Zeros of successive higher order derivatives of the Riemann zeta function seem to cluster along roughly horizontal lines.
Is there a heuristic explanation of why this happens (especially inside the critical strip)?
R. Spira, in Zero free regions of $\zeta^{(k)}(s)$ wrote "The zeros of $\zeta^{\prime\prime}$ have imaginary part almost exactly equal to those of $\zeta^\prime$, and lie to the right of them." Figure 1 from his paper shows zeros of $\zeta^\prime$ marked with triangles, and zeros of $\zeta^{\prime\prime}$ marked with squares.
Below is a Mathematica plot of the argument of $\zeta^{\prime\prime}/\zeta^\prime(s)$ for $1/2\le \sigma\le 1$ and $10^6\le t\le 10^6+20$ (Five strips of height $4$.). The poles at the zeros of $\zeta^\prime(s)$ have to opposite orientation of colors that the zeros of $\zeta^{\prime\prime}(s)$ have.
S.L Skorokhodov, in "Pade Approximants and Numerical Analysis of the Riemann zeta function", Computational Mathematics and Mathematical Physics vol 43 (2003) pp. 1277-1299, formula (7.7) differentiates the Dirichlet series expansion for $\zeta(s)$ term by term (for $\sigma>1$), and deduces "Therefore, it is again natural to expect a zero of the derivative $\zeta^\prime(s)$ to be located on the right [sic] of each finite zero of $\zeta^{\prime\prime}(s)$."
I don't understand this, particularly in regards to zeros in the critical strip.

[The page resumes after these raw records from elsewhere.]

PR #2136, opened 2025-03-26
💄 Allow style on rnote and hnote, on sequence diagram

### LINKED ISSUE #340: skinparam on rnote and hnote
It could be nice to have the possibility to tweak the style of `rnote` and `hnote` separatedily of `note`.

My use case : 
- I use `rnote` to display the body of requests
- I use `hnote` to display the time that can spend a process
- I use `note` to ask question or give information to my reader

I would like to do this: 
```
skinparam rnote {
    BackgroundColor #101010
    FontColor #FAFAFA
}
[...]
rnote left of actor: ""field1 = valA""
note is it clear for everyone ?
```

instead of this:
```
skinparam note {
    BackgroundColor<<body>> #101010
    FontColor<<body>> #FAFAFA
}
[...]
rnote <<body>> left of actor: ""field1 = valA""
note is it clear for everyone ?
```

The-Lum:
Hello PlantUML team, @arnaudroques,

Here is a PR in order to:
 - Allow style on `rnote` and `hnote`, on sequence diagram.

Fix #340

And to manage:
```puml
@startuml
<style>
rnote {
  BackgroundColor #101010
  FontColor #FAFAFA
}
hnote {
  BackgroundColor #3333CC
  FontColor #FAFAFA
}
</style>

actor -> director

rnote left of actor: "field1 = valA"
hnote left of actor: "blue note"
note right of actor: is it clear for everyone ?
@enduml
``` 
See also:
- https://github.com/plantuml/pdiff/pull/19

Regards,
Th.

### DIFF
--- a/src/main/java/net/sourceforge/plantuml/sequencediagram/NoteStyle.java
+++ b/src/main/java/net/sourceforge/plantuml/sequencediagram/NoteStyle.java
@@ -64,7 +64,12 @@ public enum NoteStyle {
 	}
 
 	public StyleSignatureBasic getDefaultStyleDefinition() {
+		if (this == NoteStyle.HEXAGONAL)
+			return StyleSignatureBasic.of(SName.root, SName.element, SName.sequenceDiagram, SName.note, SName.hnote);
+
+		if (this == NoteStyle.BOX)
+			return StyleSignatureBasic.of(SName.root, SName.element, SName.sequenceDiagram, SName.note, SName.rnote);
+
 		return StyleSignatureBasic.of(SName.root, SName.element, SName.sequenceDiagram, SName.note);
 	}
-
 }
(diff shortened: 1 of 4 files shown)


arnaudroques:
The issue is not related to your changes.

There is a mutability problem in the `Note.java` class.

The problem is that when the `NoteStyle` is modified, it also affects the `Style`.  
A commit was made to partially address this:  
https://github.com/plantuml/plantuml/commit/18624f5137a93311a2d2462e7127161de99d0221

However, that’s not enough, because the `setStereotype()` method also modifies the style.  
So, if `setNoteStyle()` is called after `setStereotype()` (which does happen in the code), it will overwrite the changes made by `setStereotype()`.

The proper solution would be to stop storing `private Style style` and instead recompute it dynamically when needed.  
I suggest we take care of this, as it's a bit tricky.

Does that work for you?

The-Lum:
>The proper solution would be to stop storing private Style style and instead recompute it dynamically when needed.
I suggest we take care of this, as it's a bit tricky.
>
>Does that work for you?

Yes, that works for me.
_I'll let you do it and on occasion I can help..._

Regards,
Th.

PR #2147, opened 2025-04-07
👷 Add `DEV_TEST` environment variable to avoid including all gradle projects during intermediate tests

The-Lum:
Hello PlantUML team, and @arnaudroques,

Here is a PR in order to:
- add `DEV_TEST` environment variable on `intermediate-test`
- no gradle project include when `DEV_TEST` is set 

Regards,
Th.

### DIFF
--- a/.github/workflows/intermediate-test.yml
+++ b/.github/workflows/intermediate-test.yml
@@ -12,6 +12,9 @@ jobs:
     - name: Checkout
       uses: actions/checkout@v4
 
+    - name: Set environment variable
+      run: echo "DEV_TEST=true" >> $GITHUB_ENV
+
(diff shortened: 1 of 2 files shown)


arnaudroques:
May I suggest to use `isDevTest` without "not" in the name?
And reverse the logic accordingly:

```
val isDevTest = System.getenv("DEV_TEST") != null
...
if (isCiBuild && !isDevTest) {
```

The-Lum:
@arnaudroques :
> May I suggest to use `isDevTest` without "not" in the name? And reverse the logic accordingly:
> 
> ```
> val isDevTest = System.getenv("DEV_TEST") != null
> ...
> if (isCiBuild && !isDevTest) {
> ```

Done directly on the master branch. 👍 

Regards,
Th.

Issue #2137, opened 2025-03-27
[Test] Add more unit tests


The-Lum:
## Context
To add more "Good First Issue", and to help for new contribution.

Here are some areas of ​​improvement...

## Wanted feature
- Could you add more unit tests?

## For examples

On:
- https://github.com/plantuml/plantuml/tree/master/src/test/java/net/sourceforge/plantuml
- https://github.com/plantuml/plantuml/tree/master/src/test/java/net/sourceforge/plantuml/tim

Regards,
Th.

MuhammadEzzatHBK:
Hi @The-Lum, is there any coverage report that we can use for guidance? We would like to know which areas of the project need more coverage the most :)

The-Lum:
Hi @MuhammadEzzatHBK 

> Is there any coverage report that we can use for guidance? 

Currently there is no coverage report...
_But FYI the number of unit tests is currently very limited..._

Then before to use [`Sonar`](https://www.sonarsource.com/) with [`SonarCloud`](https://github.com/marketplace/sonarcloud) or other huge tools, perhaps we can just begin to add [`Jacoco`](https://www.jacoco.org/) on the plantuml repo...

Yet another `Good first issue`:
- "Add Jococo on plantuml repo."

Regards,
Th.

The-Lum:
Hello @MuhammadEzzatHBK, and all, 

:tada: 
With last PR, here is just a Jacoco Report of PlantUML for Code Couverage on this new page:
- https://plantuml.github.io/plantuml/jacoco

Have a good look,
Enjoy, _to find a good way to make unit tests..._
Regards,
Th.

MuhammadEzzatHBK:
Oh this looks perfect, will get to work.

npiper:
This PR starts to put the Jacoco report into a 'site' build target (HTML) so some extra reporting may be visible once merged.

There may be a way to push the HTML to a part of the official site or for maintainers , contributors to view.

https://github.com/plantuml/plantuml/pull/2497

The-Lum:
@npiper 

Thank a lot.

>There may be a way to push the HTML to a part of the official site or for maintainers, contributors to view.

I can take care of that once it will be in the `main` branch.

This could make a nice homepage for:
- https://plantuml.github.io/plantuml/jacoco
- https://plantuml.github.io/plantuml/javadoc

Regards,
Th.

npiper:
[...]

PR #2192, opened 2025-05-14
#2137 Adding UT coverage to EvalMath.java

MuhammadEzzatHBK:
This class verifies the correctness of mathematical expression evaluation, including basic operations, operator precedence, unary operators, and error handling.

Hi @The-Lum 
This is my first PR. I would like to work on adding UTs to this repo to build some rapport. I found preproc/EvalMath.java simple enough to use as a starting practice. So please let me know if there's anything that should've been done another way.

### DIFF
--- a/build.gradle.kts
+++ b/build.gradle.kts
@@ -55,6 +55,7 @@ dependencies {
     "pdfJarDeps"(libs.fop)
     "pdfJarDeps"(libs.batik.all)
 
+    testImplementation("junit:junit:4.13.2")
 }
 
 repositories {
--- a/build.gradle.kts
+++ b/build.gradle.kts
@@ -55,7 +55,6 @@ dependencies {
     "pdfJarDeps"(libs.fop)
     "pdfJarDeps"(libs.batik.all)
 
-    testImplementation("junit:junit:4.13.2")
 }
 
 repositories {
--- a/src/test/java/net/sourceforge/plantuml/preproc/EvalMathTest.java
+++ b/src/test/java/net/sourceforge/plantuml/preproc/EvalMathTest.java
@@ -34,6 +34,8 @@
 package net.sourceforge.plantuml.preproc;
 
 import org.junit.jupiter.api.Test;
+import org.junit.jupiter.params.ParameterizedTest;
+import org.junit.jupiter.params.provider.CsvSource;
 
 import static org.junit.jupiter.api.Assertions.assertEquals;
 import static org.junit.jupiter.api.Assertions.assertThrows;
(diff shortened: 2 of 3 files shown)


build.gradle.kts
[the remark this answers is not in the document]
MuhammadEzzatHBK: Not sure indeed, I tried using assertEquals but I just couldn't till I added this dependency. I will take a second look and see what could be done. Thanks for pointing this out!

src/test/java/net/sourceforge/plantuml/preproc/EvalMathTest.java
```diff
@@ -0,0 +1,90 @@
...
+	@Test
+	public void testBasicOperations() {
+		assertEquals(5.0, new EvalMath("2+3").eval(), DELTA);
+		assertEquals(-1.0, new EvalMath("2-3").eval(), DELTA);
+		assertEquals(6.0, new EvalMath("2*3").eval(), DELTA);
+		assertEquals(2.0, new EvalMath("6/3").eval(), DELTA);
+	}
+
+	@Test
+	public void testPEMDAS() {
```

Binder, Pauli, and Saidak, in "Zeros of High Derivatives of the Riemann Zeta Function", Rocky Mountain J. Math, vol 45 (2015), pp. 903-926 have similar results (Theorem 2.3), again using the Dirichlet series. They see chains of zeros up to order 90:
From Theorem 3 in the seminal paper of Levinson and Montgomery, we can see this happens on average over an interval of size, say, $U=\log T$: $$ \frac{2\pi}{\log T}\left(\sum_{T<\gamma^{(k+1)}<T+\log T}(\beta^{(k+1)}-1/2)-\sum_{T<\gamma^{(k)}<T+\log T}(\beta^{(k)}-1/2)\right) =\log\log T/2\pi+O(1). $$ The right side is independent of $k$.
Edit/Correction: The corollary of the Levinson-Montgomery result speaks to the horizontal spacing of consecutive higher derivatives, on average independent of $k$. But it does not address Spira's observation about the vertical spacing: consecutive higher derivatives at very nearly the same height.